I thought his reaction would always be digestive. Not that 8 hours of vomiting is fun. It’s horrible suffering that I do everything I can to prevent, but it’s not at the level of which I need to call 9-1-1 and administer CPR.

And after being so actively involved in the food allergy community as of late, I’ve learned that first time anaphylaxis reactions happen at school and are more likely the older the child gets. The demographic at highest risk for anaphylactic deaths are teens. So, I’m really nervous about my son’s future. And being prepared is going to be no picnic. This means that he is going to have to be visibly different than his friends and wear a medic bracelet and carry his epi-meds on him at all times. It’s going to cost me $30 plus shipping just for the really cool camouflage pouch alone. I don’t really have the funds for it with both me and my fiance being out of job at the moment , but I’m going to try. If that’s what he wants to carry his lifesaving meds, then that’s what he shall get.

As for the meds, I went with the Auvi-Q version rather than the Epi-Pen. It is a speaking device that will walk your child, or you, or your child’s teacher though the delivery of the meds. This is good because the sheer panic and fear and adrenaline that happens in the midst of dealing with a reaction could prevent a person from properly giving the meds. It does a countdown and sounds a beep when finished. No guesswork. It comes with a Trainer that can be used to train the child and any other person that would have to administer it.

Now I have to think about whether or not I should drive my kid to school and pick him up since the bus driver may not be trained in handling anaphylaxis emergencies. What else am I missing?

Now I’m one of those parents that has to think about my child’s life being in danger every day… during the 480 meals (lunches and snacks) where I will not be in his presence to control the environment and watch the children around him like a hawk.

It’s a strange day to be on the Epi-pen side of this scenario.

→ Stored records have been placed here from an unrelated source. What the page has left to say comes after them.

PR #2399, opened 2020-11-18
Clarify thread-safety of SharedFlow methods in docs

elizarov:
* Override MutableSharedFlow.emit to attach a more appropriate docs than the one inherited from FlowCollector.
* Clarify thread-safety of all the MutableSharedFlow & MutableState "mutating" methods.

The latter is needed, because Flows, in general, are sequential, but shared flows provide all the necessarily synchronization themselves, so, to avoid confusion it makes sense to additionally mention thread-safety of shared flows in all the relevant mutating functions.

### DIFF
--- a/kotlinx-coroutines-core/api/kotlinx-coroutines-core.api
+++ b/kotlinx-coroutines-core/api/kotlinx-coroutines-core.api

I’ve talked about other kids needing compassion and support. And for us, reality has set in more deeply. A lot of contemplating this week. And a new level of fear to live with. This is kind of scary.

For friends and family that are reading this, it is important that you know about this in case his milk allergy gets worse. If you are a family or friend that has my son in your care, feel free to utilize the Trainer and learn how to give the medicine to him.

And thank you for reading this, for your compassion, and for your support.